PR #26, opened 2025-06-04
Basic linter configuration, and a lint action for CI

zostay:
This adds minimal configuration for [golangci-lint](https://golangci-lint.run/). As of this PR, it runs none of the standard linters other than govet, which I chose to do as the first implementation because govet doesn't find any issues with it. I have also ensured that the formatter configuration is disabled.

This also configures a new workflow action named `lint` which runs with the others. It makes use of the latest [golangci/golangci-lint-action@v8] action, which uses the Github output format thing that inserts any problems found into the code tab for review.

This technically resolves issue #4 in the most lukewarm way possible. Followup PRs can expand the linters run and fix the problems identified.

### DIFF
--- a/.github/workflows/go.yaml
+++ b/.github/workflows/go.yaml
@@ -24,6 +24,17 @@ jobs:
           echo 'Run go fmt ./... and commit changes.'
           exit 1
         fi
+  lint:
+    runs-on: ubuntu-latest
+    steps:
+    - uses: actions/checkout@v5
+    - name: Set up Go
+      uses: actions/setup-go@v5
+      with:
+        go-version: stable
+    - uses: golangci/golangci-lint-action@v8
+      with:
+        version: v2.4
   build:
     strategy:
       matrix:
--- a/.golangci.yaml
+++ b/.golangci.yaml
@@ -1,0 +1,22 @@
+version: '2'
+
+linters:
+  enable:
+  - govet
+  disable:
+  - errcheck
+  - ineffassign
+  - staticcheck
+  - unused
+  exclusions:
+    generated: lax
+    presets:
+    - comments
+    - common-false-positives
+    - legacy
+    - std-error-handling
+
+formatters:
+  enable: []
+  exclusions:
+    generated: lax


.github/workflows/go.yaml
```diff
@@ -23,6 +23,17 @@ jobs:
           echo 'Run go fmt ./... and commit changes.'
           exit 1
         fi
+  lint:
```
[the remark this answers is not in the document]
zostay: I think I'd rather expand the CI with more descriptive names and such as a separate PR since the existing CI is pretty barren as far as commentary goes.

.golangci.yaml
```diff
@@ -0,0 +1,22 @@
+version: "2"
+run:
+  concurrency: 4
```
ccoVeille: Why forcing the concurrency?

Yes, GHA workflows are launched with 4 core, but here you are implying anyone launching golangci-lint locally to use only 4 core. Most developers have more cores.

ccoVeille (approved):

.golangci.yaml
zostay: No strong opinion. Happy to do whatever. It's just what I use on my projects because I don't trust the performance of golangci-lint very much. So far v2 seems better, but v1 could be pretty naughty sometimes. Is this a nit or you want it changed?

ccoVeille: If you have a local problem with golangci-lint, maybe you should use `-j 4` locally.

I can leave with the value of 4 here. It surprised me, and I found no reason for this to be pushed on a public repository

ldez: I have been invoked by @ccoVeille in a DM.

The high CPU usage, in rare cases, of the v1 has been fixed in v2, and the default value has been changed to support Linux container CPU quota, you don't need to limit the concurrency by hand.

yaml.go
```diff
@@ -17,7 +17,7 @@
 //
 // Source code and other details for the project are available at GitHub:
 //
-//	https://github.com/go-yaml/yaml
+//	https://github.com/yaml/go-yaml
```
ingydotnet: Can we do this in a separate PR?

ingydotnet:
@zostay Thanks for all of this. 

I want to get the main branch updated for copyright adjustments etc.

I'll call a team meeting next week.

.golangci.yaml
ccoVeille: As discussed here

- https://github.com/yaml/go-yaml/pull/26#discussion_r2131894215

 please remove this line.


```suggestion
```

ccoVeille:
I would love to see this merged

Could you rebase @zostay ?

yaml.go
ccoVeille: in fact, I found it too and opened a PR yesterday

- https://github.com/yaml/go-yaml/pull/72

and today I found your comment here

.golangci.yaml
zostay: Made this change.

zostay:
I think I've incorporated all the feedback now.

.github/workflows/go.yaml
```diff
@@ -24,6 +24,17 @@ jobs:
...
+    runs-on: ubuntu-latest
+    steps:
+    - uses: actions/checkout@v4
+    - name: Set up Go
+      uses: actions/setup-go@v5
+      with:
+        go-version: stable
+    - uses: golangci/golangci-lint-action@v8
+      with:
+        version: v2.1
```
ccoVeille: Please use v2.4


```suggestion
        version: v2.4
```

.github/workflows/go.yaml
```diff
@@ -24,6 +24,17 @@ jobs:
           echo 'Run go fmt ./... and commit changes.'
           exit 1
         fi
+  lint:
+    runs-on: ubuntu-latest
+    steps:
+    - uses: actions/checkout@v4
```
ccoVeille: v5 came out recently

```suggestion
    - uses: actions/checkout@v5
```

ccoVeille (approved):

ingydotnet (approved):

stefanprodan (approved):
LGTM

dolmen (approved):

▶ _EXERCISE DETAILS_
The records above should be repeated exactly. Print them all.

▶ _SOLUTION FOR THIS PROBLEM_
PR #26, opened 2025-06-04
Basic linter configuration, and a lint action for CI

zostay:
This adds minimal configuration for [golangci-lint](https://golangci-lint.run/). As of this PR, it runs none of the standard linters other than govet, which I chose to do as the first implementation because govet doesn't find any issues with it. I have also ensured that the formatter configuration is disabled.

This also configures a new workflow action named `lint` which runs with the others. It makes use of the latest [golangci/golangci-lint-action@v8] action, which uses the Github output format thing that inserts any problems found into the code tab for review.

This technically resolves issue #4 in the most lukewarm way possible. Followup PRs can expand the linters run and fix the problems identified.

### DIFF
--- a/.github/workflows/go.yaml
+++ b/.github/workflows/go.yaml
@@ -24,6 +24,17 @@ jobs:
           echo 'Run go fmt ./... and commit changes.'
           exit 1
         fi
+  lint:
+    runs-on: ubuntu-latest
+    steps:
+    - uses: actions/checkout@v5
+    - name: Set up Go
+      uses: actions/setup-go@v5
+      with:
+        go-version: stable
+    - uses: golangci/golangci-lint-action@v8
+      with:
+        version: v2.4
   build:
     strategy:
       matrix:
--- a/.golangci.yaml
+++ b/.golangci.yaml
@@ -1,0 +1,22 @@
+version: '2'
+
+linters:
+  enable:
+  - govet
+  disable:
+  - errcheck
+  - ineffassign
+  - staticcheck
+  - unused
+  exclusions:
+    generated: lax
+    presets:
+    - comments
+    - common-false-positives
+    - legacy
+    - std-error-handling
+
+formatters:
+  enable: []
+  exclusions:
+    generated: lax


.github/workflows/go.yaml
```diff
@@ -23,6 +23,17 @@ jobs:
           echo 'Run go fmt ./... and commit changes.'
           exit 1
         fi
+  lint:
```
[the remark this answers is not in the document]
zostay: I think I'd rather expand the CI with more descriptive names and such as a separate PR since the existing CI is pretty barren as far as commentary goes.

.golangci.yaml
```diff
@@ -0,0 +1,22 @@
+version: "2"
+run:
+  concurrency: 4
```
ccoVeille: Why forcing the concurrency?

Yes, GHA workflows are launched with 4 core, but here you are implying anyone launching golangci-lint locally to use only 4 core. Most developers have more cores.

ccoVeille (approved):

.golangci.yaml
zostay: No strong opinion. Happy to do whatever. It's just what I use on my projects because I don't trust the performance of golangci-lint very much. So far v2 seems better, but v1 could be pretty naughty sometimes. Is this a nit or you want it changed?

ccoVeille: If you have a local problem with golangci-lint, maybe you should use `-j 4` locally.

I can leave with the value of 4 here. It surprised me, and I found no reason for this to be pushed on a public repository

ldez: I have been invoked by @ccoVeille in a DM.

The high CPU usage, in rare cases, of the v1 has been fixed in v2, and the default value has been changed to support Linux container CPU quota, you don't need to limit the concurrency by hand.

yaml.go
```diff
@@ -17,7 +17,7 @@
 //
 // Source code and other details for the project are available at GitHub:
 //
-//	https://github.com/go-yaml/yaml
+//	https://github.com/yaml/go-yaml
```
ingydotnet: Can we do this in a separate PR?

ingydotnet:
@zostay Thanks for all of this. 

I want to get the main branch updated for copyright adjustments etc.

I'll call a team meeting next week.

.golangci.yaml
ccoVeille: As discussed here

- https://github.com/yaml/go-yaml/pull/26#discussion_r2131894215

 please remove this line.


```suggestion
```

ccoVeille:
I would love to see this merged

Could you rebase @zostay ?

yaml.go
ccoVeille: in fact, I found it too and opened a PR yesterday

- https://github.com/yaml/go-yaml/pull/72

and today I found your comment here

.golangci.yaml
zostay: Made this change.

zostay:
I think I've incorporated all the feedback now.

.github/workflows/go.yaml
```diff
@@ -24,6 +24,17 @@ jobs:
...
+    runs-on: ubuntu-latest
+    steps:
+    - uses: actions/checkout@v4
+    - name: Set up Go
+      uses: actions/setup-go@v5
+      with:
+        go-version: stable
+    - uses: golangci/golangci-lint-action@v8
+      with:
+        version: v2.1
```
ccoVeille: Please use v2.4


```suggestion
        version: v2.4
```

.github/workflows/go.yaml
```diff
@@ -24,6 +24,17 @@ jobs:
           echo 'Run go fmt ./... and commit changes.'
           exit 1
         fi
+  lint:
+    runs-on: ubuntu-latest
+    steps:
+    - uses: actions/checkout@v4
```
ccoVeille: v5 came out recently

```suggestion
    - uses: actions/checkout@v5
```

ccoVeille (approved):

ingydotnet (approved):

stefanprodan (approved):
LGTM

dolmen (approved):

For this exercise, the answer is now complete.